4. Do the same for wins and ties.
win_table
dat 0,c1 ; State 0 goes to state 0 on a win using component 1.
dat 0,c1 ; State 1 goes to state 0 on a win using component 1.
dat 0,c1 ; State 2 goes to state 0 on a win using component 1.
dat 3,c2 ; State 3 goes to state 3 on a win using component 2.
dat 3,c2 ; State 4 goes to state 3 on a win using component 2.
dat 3,c2 ; State 5 goes to state 3 on a win using component 2.
tie_table
dat 0,c1 ; State 0 goes to state 0 on a tie using component 1.
dat 0,c1 ; State 1 goes to state 0 on a tie using component 1.
dat 0,c1 ; State 2 goes to state 0 on a tie using component 1.
dat 3,c2 ; State 3 goes to state 3 on a tie using component 2.
dat 3,c2 ; State 4 goes to state 3 on a tie using component 2.
dat 3,c2 ; State 5 goes to state 3 on a tie using component 2.
5. Set up the initial state.
init_state EQU (tie_table+2) ; {2} -> {0} using c1.
6. Put the tables and components into P^2. Remember to set STATES to the
correct value (6 in this case).
7. Optimise the code - this is left as an exercise for the reader.
How it works: the result of the last fight is loaded as well as the state used
for the last fight.
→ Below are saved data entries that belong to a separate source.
PR #14, opened 2024-03-01
Support for combining models

richfitz:
This PR adds support for combining models via adding their log densities.  The basic idea is to support the fairly common case that we have a pair of models, one representing the (log) priors and the other representing the (log) likelihood that we want to join together to make a posterior.  We can then construct these however we want and combine them with `mcstate_model_combine` (or `+` which is syntactic sugar for this). 

The way that different model components combine is described in some detail in the docs but briefly:

* parameters become the union over both models
* domains take the most restrictive per parameter
* densities are summed on the log scale
* gradients are also summed on the log scale, assuming (correctly) zero gradient for variables missing from a component model
* direct sample can only be included from a single model

Because I was finding it hard to work with, I've changed domain slightly to include parameter names.


R/combine.R
```diff
@@ -0,0 +1,196 @@
...
+    name <- "a"
+    model <- a
+  } else {
+    name <- "b"
+    model <- b
+  }
+  if (!all(parameters %in% model$parameters)) {
+    cli::cli_abort(
+      paste("Can't create a direct_sample from these models as '{name}' does",
+            "not contain all parameters in both models"),
```
M-Kusumgar, line 186: im not sure that the name "a" or "b" is useful to the user, i found it actively confusing in the test for this, can we do a
```R
`+.mcstate_model` <- function(x, y,
  names = c(deparse(substitute(x)),deparse(substitute(y))))
```
and pass this down into this function so that we can reference the variable that they tried to sum?

M-Kusumgar (commented):
Nice one, was pretty clear, couple small suggestions!

R/combine.R
```diff
@@ -0,0 +1,203 @@
...
+##' * `gradient`: if *both* models define a gradient, this is the sum
+##'   of the gradients.  If either does not define a gradient, the
+##'   resulting model will not have gradient support.  Set
+##'   `has_gradient = TRUE` within `properties if you want to enforce
+##'   that the combination is differentiable.  If the models disagree
+##'   in their parameters, parameters that are missing from a model
+##'   are assumed (reasonably) to have a zero gradient.
+##'
+##' * `direct_sample`: this one is hard to do the right thing for.  If
+##'   neither models can be directly sampled from that's fine, we
```
weshinsley, line 28:
```suggestion
##'   neither model can be directly sampled from that's fine, we
```

R/combine.R
```diff
@@ -0,0 +1,203 @@
...
+##'   don't directly sample.  If only one model can be sampled from
+##'   *and* if it can sample from the union of all parameters then we
+##'   take that function (this is the case for a prior model when
+##'   combined with a likelihood).  Other cases will be errors, which
+##'   can be avoided by setting `has_direct_gradient = FALSE`in
```
weshinsley, line 33:
```suggestion
##'   can be avoided by setting `has_direct_gradient = FALSE` in
```

R/combine.R
```diff
@@ -0,0 +1,203 @@
...
+##'
+##' @param name_a Name of the first model (defaulting to 'a'); you can
+##'   use this to make error messages nicer to read, but it has no
+##'   other practical effect.
+##'
+##' @param name_b Name of the first model (defaulting to 'b'); you can
+##'   use this to make error messages nicer to read, but it has no
+##'   other practical effect.
+##'
+##' @return A [mcstate_model] object
```
weshinsley, line 62:
```suggestion
##' @return An [mcstate_model] object
```

R/combine.R
```diff
@@ -0,0 +1,203 @@
...
+##' only part that makes a distinction between the two models here;
+##' for all components above they are equivalent.
+##'
+##' @title Combine two models
+##'
+##' @param a The first model
+##'
+##' @param b The second model
+##'
+##' @param properties A [mcstate_model_properties] object, used to
```
weshinsley, line 51:
```suggestion
##' @param properties An [mcstate_model_properties] object, used to
```

weshinsley (approved):
Looks neat - some tiny doc typos!

M-Kusumgar (approved):
Nice one, i like the "lhs" and "rhs", much clearer!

From this information the next state is determined using
the tables that were constructed from the state transition diagram. Then the
component associated with the transition is executed.
;redcode-94
;name P^2
;author Anton Marsden
;assert CORESIZE==8000
PSTATE EQU 666 ; pspace location containing current state
STATES EQU 6 ; maximum number of states (for brainwash protection)
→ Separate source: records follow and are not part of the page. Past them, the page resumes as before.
PR #15, opened 2024-03-01
Implement new adaptive sampler

edknock:
This implements an adapted version of Simon Spencer's accelerated shaping and scaling adaptive MCMC algorithm.


R/sampler-adaptive.R
```diff
@@ -0,0 +1,310 @@
...
+    accept <- u < accept_prob
+    if (accept) {
+      state$pars <- pars_next
+      state$density <- density_next
+    }
+
+    internal$iteration <- internal$iteration + 1
+    internal$history_pars <- rbind(internal$history_pars, state$pars) 
+    if (internal$iteration > adapt_end) {
+      internal$scaling_history <- c(internal$scaling_history, internal$scaling)
```
richfitz, line 156: Does this mean that `internal$scaling_history` has length `internal$iteration`? If so can we use this as the source of truth for iteration?

R/sampler-adaptive.R
```diff
@@ -0,0 +1,310 @@
...
+    d <- length(internal$mean)
+    internal$autocorrelation <- matrix(0, d, d)
+    internal$vcv <- update_vcv(internal$mean, internal$autocorrelation,
+                               internal$weight)
+    
+    internal$scaling <- initial_scaling
+    internal$scaling_increment <- scaling_increment %||%
+      calc_scaling_increment(length(internal$mean), acceptance_target,
+                             log_scaling_update)
+    internal$n_start <- calc_n_start(acceptance_target)
```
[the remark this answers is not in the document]
richfitz: also what is the '5' from? Would we change that ever? It's not `1 / forget_rate` is it?

R/sampler-adaptive.R
```diff
@@ -0,0 +1,310 @@
...
+                     pre_diminish, internal$n_start, log_scaling_update)
+    internal$scaling_history <- c(internal$scaling_history, internal$scaling)
+    internal$autocorrelation <- update_autocorrelation(
+      state$pars, internal$weight, internal$autocorrelation, pars_remove)
+    internal$mean <- update_mean(state$pars, internal$weight, internal$mean,
+                                 pars_remove)
+    internal$vcv <- update_vcv(internal$mean, internal$autocorrelation,
+                               internal$weight)
+    internal$included <- 
+      update_included(internal$included, internal$iteration, is_replacement)
```
richfitz, line 180: I think this would also be easier to understand with the definition here directly

```suggestion
    if (is_replacement) {
      internal$included <- c(internal$included[-1L], internal$iteration)
    } else {
      internal$included <- c(internal$included, internal$iteration)
    }
```

richfitz: and I think you can then fold it in with the earlier `is_replacement` if/else statement, at which point I'll be a bit clearer on what we're doing with this history saver

R/sampler-adaptive.R
```diff
@@ -0,0 +1,310 @@
...
+  mcstate_sampler("Adaptive Metropolis-Hastings",
+                  initialise,
+                  step,
+                  finalise)
+}
+
+
+calc_scaling_increment <- function(d, acceptance_target, log_scaling_update) {
+  if (log_scaling_update) {
+    A <- - qnorm(acceptance_target / 2)
```
richfitz, line 200:
```suggestion
    A <- -qnorm(acceptance_target / 2)
```

R/sampler-adaptive.R
```diff
@@ -0,0 +1,310 @@
...
+  }
+
+  mcstate_sampler("Adaptive Metropolis-Hastings",
+                  initialise,
+                  step,
+                  finalise)
+}
+
+
+calc_scaling_increment <- function(d, acceptance_target, log_scaling_update) {
```
richfitz, line 198: what is 'd' here? It looks like it's a length from the calling?

R/sampler-adaptive.R
```diff
@@ -0,0 +1,310 @@
...
+
+calc_proposal_vcv <- function(scaling, vcv, weight, initial_vcv,
+                              initial_vcv_weight) {
+  d <- dim(vcv)[1]
+  
+  weighted_vcv <-
+    ((weight - 1) * vcv + (initial_vcv_weight + d + 1) * initial_vcv) /
+    (weight + initial_vcv_weight + d + 1)
+  
+  2.38 ^ 2 / d * scaling ^ 2 * weighted_vcv
```
richfitz, line 231:
```suggestion
  2.38^2 / d * scaling^2 * weighted_vcv
```

R/sampler-adaptive.R
```diff
@@ -0,0 +1,310 @@
...
+                           n_start, log_scaling_update) {
+  scaling_change <- scaling_increment * (accept_prob - acceptance_target) /
+    sqrt(n_start + max(0, iteration - pre_diminish))
+  
+  if (log_scaling_update) {
+    scaling <- pmax(min_scaling, scaling * exp(scaling_change))
+  } else {
+    scaling <- pmax(min_scaling, scaling + scaling_change)
+  }
+
```
richfitz, line 255:
```suggestion
  if (log_scaling_update) {
    pmax(min_scaling, scaling * exp(scaling_change))
  } else {
    pmax(min_scaling, scaling + scaling_change)
  }
```

but are these vectors here (min_scaling, scaling and scaling_change)?

R/sampler-adaptive.R
```diff
@@ -0,0 +1,310 @@
...
+    vcv <- autocorrelation - weight / (weight - 1) * qp(mean)
+  } else {
+    vcv <- 0 * autocorrelation
+  }
+  
+  vcv
+}
+
+
+update_included <- function(included, i, is_replacement) {
```
richfitz, line 302: see above, better inlined I think

R/sampler-adaptive.R
```diff
@@ -0,0 +1,310 @@
...
+                                 pars_remove)
+    internal$vcv <- update_vcv(internal$mean, internal$autocorrelation,
+                               internal$weight)
+    internal$included <- 
+      update_included(internal$included, internal$iteration, is_replacement)
+
+    state
+  }
+
+  ## Marc; do we want all of these saved out?  Did we ever decide how
```
richfitz, line 185: This comment is now for you Ed!

R/sampler-adaptive.R
```diff
@@ -0,0 +1,310 @@
...
+  ## perhaps 'finalise') as I think we've previously collected this up
+  ## at the end of the sampling as the estimated vcv is of interest.
+  internal <- new.env()
+
+  initialise <- function(state, model, rng) {
+    internal$weight <- 0
+    internal$iteration <- 0
+    
+    internal$mean <- state$pars
+    d <- length(internal$mean)
```
richfitz, line 119:
```suggestion
    n_pars <- length(model$parameters)
```

richfitz: and then d becomes n_pars throughout

R/sampler-adaptive.R
```diff
@@ -0,0 +1,310 @@
...
+    internal$autocorrelation <- matrix(0, d, d)
+    internal$vcv <- update_vcv(internal$mean, internal$autocorrelation,
+                               internal$weight)
+    
+    internal$scaling <- initial_scaling
+    internal$scaling_increment <- scaling_increment %||%
+      calc_scaling_increment(length(internal$mean), acceptance_target,
```
richfitz, line 126:
```suggestion
      calc_scaling_increment(n_pars, acceptance_target,
```

R/sampler-adaptive.R
```diff
@@ -0,0 +1,310 @@
...
+  
+  is_forget_step & is_before_forget_end
+}
+
+
+update_scaling <- function(scaling, iteration, accept_prob, scaling_increment,
+                           min_scaling, acceptance_target, pre_diminish, 
+                           n_start, log_scaling_update) {
+  scaling_change <- scaling_increment * (accept_prob - acceptance_target) /
+    sqrt(n_start + max(0, iteration - pre_diminish))
```
richfitz, line 248: I wonder if passing in `iteration - pre_diminish` might make this easier to understand? (or any part of this subexpression).

richfitz (changes requested):
Some minor thoughts as I try to get my head around this

R/sampler-adaptive.R
```diff
@@ -0,0 +1,310 @@
...
+  ## at the end of the sampling as the estimated vcv is of interest.
+  internal <- new.env()
+
+  initialise <- function(state, model, rng) {
+    internal$weight <- 0
+    internal$iteration <- 0
+    
+    internal$mean <- state$pars
+    d <- length(internal$mean)
+    internal$autocorrelation <- matrix(0, d, d)
```
edknock, line 120:
```suggestion
    internal$autocorrelation <- matrix(0, n_pars, n_pars)
```

R/sampler-adaptive.R
edknock: Yes, but also the length of `internal$scaling_history` could be pre-allocated (like you suggest with `internal$history_pars`).

R/sampler-adaptive.R
```diff
@@ -0,0 +1,310 @@
...
+  
+  mean
+}
+
+
+update_vcv <- function(mean, autocorrelation, weight) {
+  if (weight > 1) {
+    vcv <- autocorrelation - weight / (weight - 1) * qp(mean)
+  } else {
+    vcv <- 0 * autocorrelation
```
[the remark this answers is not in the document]
edknock: If `weight == 1` we only have one parameter set so there is no empirical variance/covariance!

R/sampler-adaptive.R
```diff
@@ -0,0 +1,249 @@
...
+    d <- length(internal$mean)
+    internal$autocorrelation <- matrix(0, d, d)
+    
+    internal$scaling <- initial_scaling
+    internal$scaling_increment <- scaling_increment %||%
+      calc_scaling_increment(length(internal$mean), acceptance_target)
+    internal$n_start <- calc_n_start(acceptance_target)
+    
+    internal$history_pars <- c()
+    internal$included <- c()
```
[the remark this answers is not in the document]
edknock: I've changed these

R/sampler-adaptive.R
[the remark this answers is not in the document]
edknock: This is now inline (has become `internal$scaling_weight`). The '5' comes from Simon Spencer's paper, is independent of `1 / forget_rate`.

tests/testthat/test-sampler-adaptive.R
```diff
@@ -0,0 +1,50 @@
+test_that("Empirical VCV calculated correctly", {
```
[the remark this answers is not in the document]
edknock: Done

R/sampler-adaptive.R
edknock: Have now saved only what is useful (and not available elsewhere). We currently return details for multiple chains as just a list of length `n_chains` with the details for each chain, so not combining in any way currently. But wouldn't be clear how to use the VCVs from multiple chains, so something to think about

R/sampler-adaptive.R
```diff
@@ -0,0 +1,308 @@
...
+    if (weight > 2) {
+      autocorrelation <-
+        (1 - 1 / (weight - 1)) * autocorrelation + 1 / (weight - 1) * qp(pars)
+    } else {
+      autocorrelation <- autocorrelation + qp(pars)
+    }
+  }
+  
+  autocorrelation
+}
```
M-Kusumgar, line 286: this function is a little confusing for me, perhaps either a quick chat about it or some comments here, are you doing this `weight > 2` and `weight - 1` everywhere because you've already updated your `weight` before the function call? Also there is more re-scaling here, im assuming to be consistent with the unweighted vcv but perhaps would be nice to just include the rearranged forms of the $\mathbf{\Sigma}_{n}$ that you are using or just using the weighted versions and getting the unweighted version in the finalise function

R/sampler-adaptive.R
```diff
@@ -0,0 +1,308 @@
...
+
+calc_proposal_vcv <- function(scaling, vcv, weight, initial_vcv,
+                              initial_vcv_weight) {
+  n_pars <- nrow(vcv)
+  
+  weighted_vcv <-
+    ((weight - 1) * vcv + (initial_vcv_weight + n_pars + 1) * initial_vcv) /
+    (weight + initial_vcv_weight + n_pars + 1)
+  
+  2.38^2 / n_pars * scaling^2 * weighted_vcv
```
M-Kusumgar, line 240: why is `scaling` squared here? in the algorithm they do not square it

M-Kusumgar (commented):
Nice work getting this all translated to code! I am not super familiar with this so all these suggestions are optional, I may have also misunderstood stuff!

For reference, I have been looking at this picture from the paper as I go through the PR:
anzs12344-fig-0004-m

This is a glossary I am constructing for my understanding but might be useful to anyone else too so putting it here but also please correct me if I have any of them incorrect:
* `mean` = $\overline{\mathbf{X}}_{i}$
* `vcv` = $\mathbf{\Sigma}_{i}$
* `weight` = $n - f(n) + 1$, number of remembered steps
* `n_pars` = $d$
* `initial_scaling` = $\lambda_{start} = \lambda_{0}$
* `scaling` = $\lambda_{i}$
* `initial_scaling_weight` = $n_{start}$
* `scaling_weight` = $n$
* `A` = $A$
* `scaling_increment` = $\delta$
* `acceptance_target` = $a$
* `initial_vcv_weight` = $\nu_{0}$
* $f(n)$ is the number of steps we've forgotten at step $n$

A general comment would be that it would be nice if we follow the outlined algorithm (which I think you mostly do in this PR) but also a small comment wherever you differ from the algorithm and perhaps a short summary as to why. Also perhaps we can derive the `weight` from the forget rate like the algorithm does, the efficiency cost should be minimal but it would be easier to follow the algebra!

R/sampler-adaptive.R
edknock: There is a typo in the algorithm in the paper, it should be squared! It is stated correctly in the text:

image

R/sampler-adaptive.R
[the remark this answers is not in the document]
edknock: We initialise with `weight = 0`, so we hit this bit of code in the end of the first iteration.

You're right that if `forget_rate = 1` it would mean that we would always have one parameter set, it is an extreme choice though! Essentially it would mean we always have no empirical covariance component so the shaping part of the algorithm is entirely non-adaptive. The scaling part would still be adaptive however so it could be useful in case you want to use a fixed VCV but you adaptively scale it?

richfitz (approved):

M-Kusumgar (approved):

;NOTE: state values go from 0 to STATES-1
dat 0,init_state-state
in dat 0,loss_table-state
dat 0,win_table-state
dat 0,tie_table-state
think ldp.a #0,in ; get input value
load ldp.a #PSTATE,state ; load old state
mod.a #STATES,state ; brainwash protection
add.ba *in,state ; select correct state table
store stp.a *state,load ; store new state
state jmp @0 ; jump to warrior code
; You could also delete the #PSTATE value
; if you wish (or the stp.a instruction).
c1 EQU stone_boot
c2 EQU paper_boot
loss_table
dat 1,c1
dat 2,c1
dat 3,c2
dat 4,c2
dat 5,c2
dat 0,c1
win_table
dat 0,c1
dat 0,c1
dat 0,c1
dat 3,c2
dat 3,c2
dat 3,c2
tie_table
dat 0,c1
dat 0,c1
init_state dat 0,c1
dat 3,c2
dat 3,c2
dat 3,c2
END think
The P^2b switcher is based upon the ideas presented already in the P^2 switcher. P^2 has a major
weakness: it needs a very large table to implement even simple state
transitions. Generally, the state transition rules we use for one component
can be used with another - but P^2 doesn't take this into account. P^2b
attempts to use this transition similarity property.
P^2b takes 7 instructions to execute (as opposed to 6 for P^2).
In order to keep the code size to a minimum, it is required that state 0 and
state 1 execute the same warrior. Apart from this restriction, it should be
possible to implement any state transition table that was possible in P^2.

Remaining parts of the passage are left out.